The people at Anthropic, with the Blue Chip software jobs, are busier than people should be. Too busy to stop and smell the roses. Too busy to enjoy the free amenities at the office. Feeling the (actual) weight of the world on their shoulders not because they're particularly smart (though they are smart), but because one-to-one relationships in an organization grow quadratically, and they happen to be the cooks in the kitchen that can't have too many cooks. They steward, in the delicate, ineffable, deeply human whatever of their relationships with their colleagues, the secret sauce of a billion dollar company that is charting the future course of humanity. I can only imagine how exhausting that must be.

Speculative Fiction: A Day at the Ralph Corporation (of humans and LLMs)

During Alice and Bob's weekly one-on-one an LLM silently adds to (& sometimes removes things from) the company-wide specs/*.md whenever they come to anything like a conclusion or point worth remembering.

  • "Alice and Bob talked about X and decided Alice will look into Y when she finishes with Z"

  • "Alice reminded Bob that Z is not exactly blocked exactly by A, but her approach to Z will vary greatly depending on what the B team decides about C"

  • "Alice and Bob talked about D, and realized that neither of them really understands D, despite Bob's job title literally being 'Senior D Engineer'! They had a nice chuckle about this."

  • "12 minutes of Alice and Bob's 30 minute checkin today were unrelated to work (Alice checked in on Bob re: his brother's recent car accident. Bob appeared to genuinely appreciate Alice's asking).

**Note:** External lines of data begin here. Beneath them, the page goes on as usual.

PR #2087, opened 2026-08-24
perf(seed): batch the manifest cold seed into one durable append

### LINKED ISSUE #2083: perf(seed): SeedColdFromManifest does one fsync per payload — dominant on KV backends, ~30% on postgres
## Summary

`SeedColdFromManifest` spends **87–98% of its wall clock in one fsync per payload**, not in metadata lookups. On a 3,500-file share that is ~20–25s of pure fsync, and it is the actual reason a large-store migration "looks like a hang" (#1843).

This was found while measuring #1868, whose premise — that the per-chunk `IsSynced` round-trip was the driver — is measured false on badger and sqlite (≤1%, below the run-to-run noise floor). The cost is a layer down.

## The path

```
shares.SeedColdFromManifest   (pkg/controlplane/runtime/shares/lifecycle.go:529)
  └─ engine.Store.SeedCold    (pkg/block/engine/flush.go:113)      once per payload
       └─ journal.Store.SeedCold (pkg/block/journal/store.go:503)
            └─ appendCold     (pkg/block/journal/cold.go:121)      Stat + Write + Sync
```

`appendCold` fsyncs before returning and holds `s.coldMu` across the whole call, so the seed is a serialized chain of ~5.5–6.2ms fsyncs, one per payload.

## Measurements

Apple M1 Max. Harness `pkg/controlplane/runtime/shares/cold_seed_bench_test.go` on branch `1868-seed-measure` (not pushed) — four attribution modes over one manifest: `full` (production), `baseline` (no `IsSynced`), `scanonly` (enumerate + list only), `lookuponly` (scan + `IsSynced`, no `SeedCold`).

6,400 chunks / 400 payloads, 5 iterations:

| backend | full | scanonly | fsync share |
| --- | --- | --- | --- |
| memory | 2.169s | 53ms | ~97% |
| badger | 2.192s | 27ms | ~98% |
| sqlite | 2.869s | 358ms | ~87% |

56,000 chunks / 3,500 payloads (badger): `full` 18.7–25.3s, `scanonly` 255–320ms.

**The knob is file count, not chunk count.** Same 56,000 chunks spread over only 100 large files — so only 100 fsyncs — collapses badger's `full` from 18.7s to **0.879s**. `SeedCold` scales with payloads; `IsSynced` scales with chunks.

## Why this is safe to batch on the seed path specifically

`appendCold` already takes a `[]coldEntry` slice — it is batched at the entry level and simply called once per payload. Batching across payloads needs no new API.

The durability comment on `appendCold` is written for its **other** caller:

> the caller (eviction) is about to unlink the only local copy of those bytes, and a lost entry means silent zeros, not a slow read

That reasoning is correct and must be preserved for `reclaim.go:261`. It does **not** transfer to the seed path: the seed is idempotent — an interrupted seed leaves no `ColdSeeded` marker and simply repeats on next start. So a crash mid-seed costs a repeat, not silent zeros.

**Any fix must keep eviction's per-call fsync and relax only the seed's.** Collapsing both is a silent-data-loss bug of the #1850 / #1879 class.

## Not in scope

- The `IsSynced` question is #1868 and is closed as refuted.
- Postgres is a separate story (~35% in lookups at ~213µs each); that is a prescan question, not a fsync one.

## Note on sequencing

`pkg/block/journal/` is being actively rewritten for #1872 (carve block packing). This should land after that, not concurrently.

marmos91:
## Problem

`SeedColdFromManifest` called `engine.SeedCold` once per payload, and every one of
those calls fsynced the cold log. That fsync — not the metadata lookups — is where
the seed spends its time:

| backend | share of seed wall clock |
| --- | --- |
| memory | ~97% |
| badger | ~98% |
| sqlite | ~87% |
| postgres | 29.3% |

The knob is **file count, not chunk count**: `SeedCold` fsyncs per payload while
`IsSynced` runs per chunk. The same 56,000 chunks spread over 100 large files
instead of 3,500 small ones takes badger's seed from 18.7s to 0.879s. A 3,500-file
share pays ~20-25s of pure fsync, which is a large part of why a big migration
"looks like a hang" (#1843).

## Fix

`appendCold` already takes a `[]coldEntry`. It was batched at the entry level and
merely *called* once per payload, so batching across payloads needs no API change
and — critically — no change to `appendCold` itself.

- `journal.SeedColdBatch` takes many files and makes one durable append for the
  batch. `SeedCold` is now a one-element call into it.
- `engine.SeedCold` becomes `engine.SeedColdBatch`.
- `SeedColdFromManifest` buffers seeds across payloads and flushes every 64Ki
  extents, plus once at the end.

**`appendCold` is unchanged except for its comment**, so eviction's per-call fsync
cannot have been affected by this diff.

`engine.Store.SeedCold` is removed rather than kept as a wrapper: it had one
caller and no behaviour of its own. `journal.Store.SeedCold` stays, as a
one-element call into `SeedColdBatch`.

## Why only the seed may batch

`appendCold` has two callers with opposite requirements, and its comment read like
a general contract while having been written for only one of them:

- **eviction** (`reclaim.go`) is about to unlink the only local copy of the bytes
  its entries describe. A lost entry there is silent zeros on the next start. Its
  per-call fsync is load-bearing.
- **seed** (`store.go`) takes nothing away. An interrupted seed leaves no
  `ColdSeeded` marker and simply repeats on the next start, so a crash mid-seed
  costs a repeat, not data.

The first commit is comment-only and says exactly this at the definition and at
both call sites, so the distinction is visible where the decision gets made rather
than only in issue text. This project has lost data twice on this confusion
(#1850, #1879); the expensive part both times was diagnosis.

## Also fixed here

`engine.Store.SeedCold` never took the store's `closeMu` lifecycle gate, though
every other public data op on `Store` does. A seed racing `Close` could pass the
journal's own `closed` check and then have `appendCold` reopen `cold.log` behind a
torn-down store, leaking the fd. Pre-existing, but batching lengthens the call, so
it is gated here and added to `TestStore_OpAfterCloseReturnsErrStoreClosed`, which
enumerates the gated ops. Batching in bounded chunks rather than one call for the
whole manifest is also what keeps a concurrent `Close`'s wait short.

## Tests

Two guards in `cold_test.go`, both verified by mutation (the stated regression was
introduced, the test failed, the mutation was reverted):

- `TestEvictAppendsColdEntriesBeforeReturning` — the important one. Reads the cold
  log back from the filesystem, not from the store's index, right after `Evict`
  returns. Fails if eviction's append is ever deferred or batched as a "symmetry
  cleanup". It cannot see the fsync itself: a write without `Sync` still reads back
  out of page cache, so no in-process test distinguishes them — losing the `Sync`
  alone stays the device-loss rig's job, and the test comment says so.
- `TestSeedColdBatchIsDurableAndMatchesPerFileSeeding` — the batch must be on disk
  when it returns, and must write byte-for-byte what per-file seeding wrote.

The controlplane's final flush is already covered end-to-end by
`TestSnapshotByteVerify_RemoteColdSeed_Matrix`, whose manifests are small enough to
live entirely in the tail batch.

Closes #2083

### DIFF
--- a/pkg/block/engine/close_gate_test.go
+++ b/pkg/block/engine/close_gate_test.go
@@ -182,6 +182,11 @@ func TestStore_OpAfterCloseReturnsErrStoreClosed(t *testing.T) {
 			t.Fatalf("want ErrStoreClosed, got %v", err)
 		}
 	})
+	t.Run("SeedColdBatch", func(t *testing.T) {
+		if err := bs.SeedColdBatch(ctx, []ColdSeed{{PayloadID: "p", Extents: [][2]int64{{0, 4096}}}}); !errors.Is(err, ErrStoreClosed) {
+			t.Errorf("SeedColdBatch after Close = %v, want ErrStoreClosed; a seed that slips past Close reopens the cold log behind a torn-down store", err)
+		}
+	})
 	t.Run("EvictLocal", func(t *testing.T) {
 		if err := bs.EvictLocal(ctx, "p"); !errors.Is(err, ErrStoreClosed) {
 			t.Fatalf("want ErrStoreClosed, got %v", err)
--- a/pkg/block/engine/flush.go
+++ b/pkg/block/engine/flush.go
@@ -118,9 +118,18 @@ type ColdSeed struct {
 // of a manifest seed's wall clock on a share with many small files. Every entry
 // is held in memory until that write, so callers bound their own batches.
 //
+// The batch is one lifecycle-gated op, so a Close waits out the append in flight
+// and the seeds after it fail fast rather than reopening the cold log behind a
+// torn-down store. Seeding in batches rather than one call for a whole manifest
+// is what keeps that wait short.
+//
 // No-op when the local store has no remote-hydration support (e.g. the in-memory
 // test store), which the caller only hits on non-remote paths anyway.
 func (bs *Store) SeedColdBatch(ctx context.Context, seeds []ColdSeed) error {
+	if err := bs.enter(); err != nil {
+		return err
+	}
+	defer bs.closeMu.RUnlock()
 	type coldSeeder interface {
 		SeedColdBatch(ctx context.Context, seeds []journal.ColdSeed) error
 	}
--- a/pkg/block/engine/flush.go
+++ b/pkg/block/engine/flush.go
@@ -101,24 +101,38 @@ func (bs *Store) DrainRollups(ctx context.Context) error {
 	return err
 }
 
-// SeedCold marks payloadID's extents — each an {offset, length} pair — as
-// remote-durable-but-not-local so a subsequent read faults them in from the
-// remote store rather than zero-filling. Callers pass a whole file's extents at
-// once: the local tier persists the markers, and one durable write per file beats
-// one per extent when a caller is seeding an entire manifest. Snapshot restore
-// and the pre-journal upgrade both use it (remote-backed shares only) to arm cold
-// reads over a local tier that holds none of the bytes. No-op when the local store
-// has no remote-hydration support (e.g. the in-memory test store), which the
-// caller only hits on non-remote paths anyway.
-func (bs *Store) SeedCold(ctx context.Context, payloadID string, extents [][2]int64) error {
+// ColdSeed is one payload's worth of work for SeedColdBatch: the payload ID and
+// the {offset, length} extents of it to mark cold.
+type ColdSeed struct {
+	PayloadID string
+	Extents   [][2]int64
+}
+
+// SeedColdBatch marks the seeds' extents as remote-durable-but-not-local so a
+// subsequent read faults them in from the remote store rather than zero-filling.
+// Snapshot restore and the pre-journal upgrade both use it (remote-backed shares
+// only) to arm cold reads over a local tier that holds none of the bytes.
+//
+// Callers pass many payloads at once because the local tier makes the markers
+// durable once per call, not once per payload — an fsync per file is nearly all
+// of a manifest seed's wall clock on a share with many small files. Every entry
+// is held in memory until that write, so callers bound their own batches.
+//
+// No-op when the local store has no remote-hydration support (e.g. the in-memory
+// test store), which the caller only hits on non-remote paths anyway.
+func (bs *Store) SeedColdBatch(ctx context.Context, seeds []ColdSeed) error {
 	type coldSeeder interface {
-		SeedCold(ctx context.Context, id journal.FileID, extents [][2]int64) error
+		SeedColdBatch(ctx context.Context, seeds []journal.ColdSeed) error
 	}
 	cs, ok := bs.local.(coldSeeder)
 	if !ok {
 		return nil
 	}
-	return cs.SeedCold(ctx, journal.FileID(payloadID), extents)
+	js := make([]journal.ColdSeed, 0, len(seeds))
+	for _, sd := range seeds {
+		js = append(js, journal.ColdSeed{ID: journal.FileID(sd.PayloadID), Extents: sd.Extents})
+	}
+	return cs.SeedColdBatch(ctx, js)
 }
 
 // RestoreToVersion rewinds the local journal to a snapshot's version watermark
--- a/pkg/block/journal/cold.go
+++ b/pkg/block/journal/cold.go
@@ -115,9 +115,17 @@ func decodeColdEntry(buf []byte) (coldEntry, int, error) {
 }
 
 // appendCold durably records entries so a restart still knows the ranges are
-// remote-resident rather than holes. It fsyncs before returning: the caller
-// (eviction) is about to unlink the only local copy of those bytes, and a lost
-// entry means silent zeros, not a slow read.
+// remote-resident rather than holes.
+//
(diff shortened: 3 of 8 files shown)


marmos91:
Do not merge before #1872 lands — this touches `pkg/block/journal/store.go`, which that branch also edits. Rebase onto its merge first.

marmos91:
Thanks — going through the three:

**1. Hold `closeMu` for the entire batch operation — agreed, fixed in `ebed4068`.**
This was a real gap, and a pre-existing one: `engine.Store.SeedCold` never took the
gate on develop either, so a seed racing `Close` could pass the journal's own
`closed` check and then have `appendCold` reopen `cold.log` behind a torn-down
store, leaking the fd. `SeedColdBatch` now opens with `bs.enter()` /
`defer bs.closeMu.RUnlock()` like every other public data op in that file, and
`TestStore_OpAfterCloseReturnsErrStoreClosed` — which enumerates the gated ops —
now has a `SeedColdBatch` case. Batching in bounded chunks rather than one call for
a whole manifest is also what keeps a concurrent `Close`'s wait short.

**2. Serialize planning, append and index updates, or revalidate against concurrent
deletion/truncation — real, pre-existing, and deliberately left; recorded as a
`ponytail:` ceiling in `44351e9b`.**
Concurrent *writes* are already safe: `fileIndex.insert` resolves overlaps by
version, and anything landing after planning carries a higher global version, so it
shadows the pending cold entry rather than losing to it. The genuine gap is
`Delete`, which fences on a tombstone version and sweeps once — a cold entry
planned below that version and inserted after the sweep recreates the range. That
gap is not introduced here: a single-file `SeedCold` drops the shard lock across
`appendCold` too. Batching holds it open for the batch instead of one fsync.

Not closed because neither caller can reach it — `seedColdIfNeeded` runs during
share add, before the share serves, and the snapshot path runs against a local tier
that was just reset — and the two available fixes are both worse than the race:
holding shard locks across an fsync serializes the journal on disk latency, and
revalidation needs a per-file delete watermark that has no other user. The comment
names the watermark as the upgrade path if a seed ever has to run against a live
share.

**3. Preserve an exported one-file `SeedCold` on `engine.Store` — intentionally not
kept.**
`pkg/block/engine` is internal to this binary, `engine.Store.SeedCold` had exactly
one caller (`SeedColdFromManifest`), and it was a pass-through with no behaviour of
its own. A wrapper kept only so the removal isn't a removal is surface this repo
prefers to delete. `journal.Store.SeedCold` *is* kept, as a one-element call into
`SeedColdBatch` — it's the natural single-file entry point and the journal tests use
it. Called out in the PR description.

marmos91:
Second pass — three of the four are the first pass's findings re-raised against
the full PR diff rather than the current tree; the fourth is new and correct.

**`lifecycle.go:608` — the 64Ki bound is not enforced for a single oversized
payload. Correct, and the comment overstated it. Fixed in `277d7347`.**
The comment now says what is actually true: the bound is on what buffering
*across* payloads adds, not on peak heap. A payload whose own extents exceed the
bound goes in whole and flushes on the very next check.

Not splitting it, though, because splitting buys nothing here: `ListFileChunks`
has already materialized that payload's rows and the `extents` slice built from
them in full, before the batch ever sees them, and they stay live for the rest of
the callback. Chopping the slice into threshold-sized `SeedColdBatch` calls would
add flushes without freeing a byte. Peak is one payload's extents (unchanged from
before this PR) plus at most one bound's worth of buffer.

**`flush.go:133` — lifecycle gate. Already fixed in `ebed4068`**, before this
review ran. `SeedColdBatch` now opens with `bs.enter()` / `defer
bs.closeMu.RUnlock()`, and `TestStore_OpAfterCloseReturnsErrStoreClosed` has a
`SeedColdBatch` case. Good catch on the first pass — it was a real gap, and a
pre-existing one, since `engine.Store.SeedCold` never took the gate either.

**`flush.go:128` — removing exported `engine.Store.SeedCold`.** As before:
`pkg/block/engine` is internal to this binary, the method had one caller and no
behaviour of its own beyond a string→FileID conversion, so a wrapper kept only so
the removal isn't a removal is surface this repo deletes. Noted in the PR
description. `journal.Store.SeedCold` is kept because it has actual users.

**`store.go:582` — plan/append/index gap.** As before: real, pre-existing (a
single-file `SeedCold` drops the shard lock across `appendCold` too), and left
deliberately with a `ponytail:` marker in `44351e9b` naming the ceiling and the
upgrade path. Concurrent *writes* are already safe by version order; only `Delete`
can slip through, and neither caller can reach it — the seed runs against a share
that is not serving yet, or one whose local tier was just reset. Both available
fixes are worse than the race: holding shard locks across an fsync serializes the
journal on disk latency, and revalidation needs a per-file delete watermark with no
other user. The comment names that watermark as the trigger if a seed ever has to
run against a live share.

marmos91:
Ordering constraint **lifted**. The session that owns `pkg/block/journal` has released this to merge ahead of #1872: its rig run stalled the drain (badger SSI conflicts in `CommitBlock`) and that branch is now behind a stall investigation of unknown length, so holding a finished seed-side PR for it is the wrong trade. The overlap is `store.go` only and distant from its `CarveRunConcurrency` region; that branch will rebase over this.

This merges once CI is green, in blast-radius order behind #2089 and #2088.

This is acceptable & should NOT be flagged to HR (despite general best practices...that one-on-ones should be at least 20 minutes work related). In fact, this "breaking" of one rule is actually a great example of Alice demonstrating Company Value E."

There's no privacy at Ralph Corp. Like ATProto, private data is something they talk a lot about but haven't solved.

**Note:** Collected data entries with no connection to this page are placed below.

Issue #1877, opened 2026-07-28
Cold barrier intermittently fails to evict the local tier on the sqlite backend


marmos91:
Seen once during the 292-cell QoS matrix run, on `dittofs-sqlite-s3-nfs3`:

```
FAIL dittofs-sqlite-s3-nfs3: evict: cold barrier failed: local disk only fell
5453MiB→4665MiB (want ≥80% drop); the cold pass would measure locally-served
reads, not S3
```

The drain succeeded — this is the evict half. A 14% drop at 5.4 GiB, well above the 64 MiB floor below which the barrier declines to judge.

**Not reproduced.** Re-running the same tier and cells immediately afterwards passed cleanly (`4096MiB→0MiB` and `4399MiB→42MiB`), and the published cell is from that retry. The other four DittoFS tiers passed the identical barrier in the same run, first time.

So this is one unexplained occurrence rather than a characterised defect, filed so it is not lost. Worth noting evict can only drop blocks it knows are remote-durable, so a plausible direction is the synced-hash oracle disagreeing about what is durable at that moment — but that is a guess, not a diagnosis, and the sqlite-only appearance may equally be coincidence given a single sample.

If it recurs, the useful evidence is `dfsctl store block stats -o json` before and after the evict plus the server log for that window.

marmos91:
Context update: the 292-cell matrix this came out of is published (#1876, closed #1743). This remains the only DittoFS-side gap in it — the cell was produced from an immediate retry, which passed cleanly (`4096MiB→0MiB`), and the other four DittoFS tiers cleared the identical barrier in the same run.

Still not reproduced, so still one unexplained occurrence rather than a characterised defect. Leaving it open rather than closing as unreproducible, because the direction noted in the body — the synced-hash oracle disagreeing about which blocks are remote-durable, so evict declines to drop them — is the same subsystem that #1879 and #1882 are circling. If a manifest/synced-hash inconsistency turns out to be behind that report, this is a plausible second symptom of it and should be re-checked then.

marmos91:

The Ralph Corporation's specs/*.md are baroque. Human-readable, but far too big for any human to read in their entire lifetime (or for any LLM to put entirely in their context window). There are literally people who's jobs are entirely just keeping the specs/*.md as up to date as possible!

Some companies are Open Spec. This means their specs/*.md are public. This is universally acknowledged as insane, but it means you get less pings from vendors asking, "what's the status of such and such." Most companies consider theirs specs/ directory as their most important asset. Copying the specs/ onto your personal machine can get you fired & sued into oblivion.

Humans at the Ralph Corporation judge their daily effectiveness by the length of the diff they auto-generate in specs/*.md. When you have a really productive day you say you "wrote a novel," though it's also acknowledged that if every one of your engineers is generating that kind of change every day that's probably not a great sign.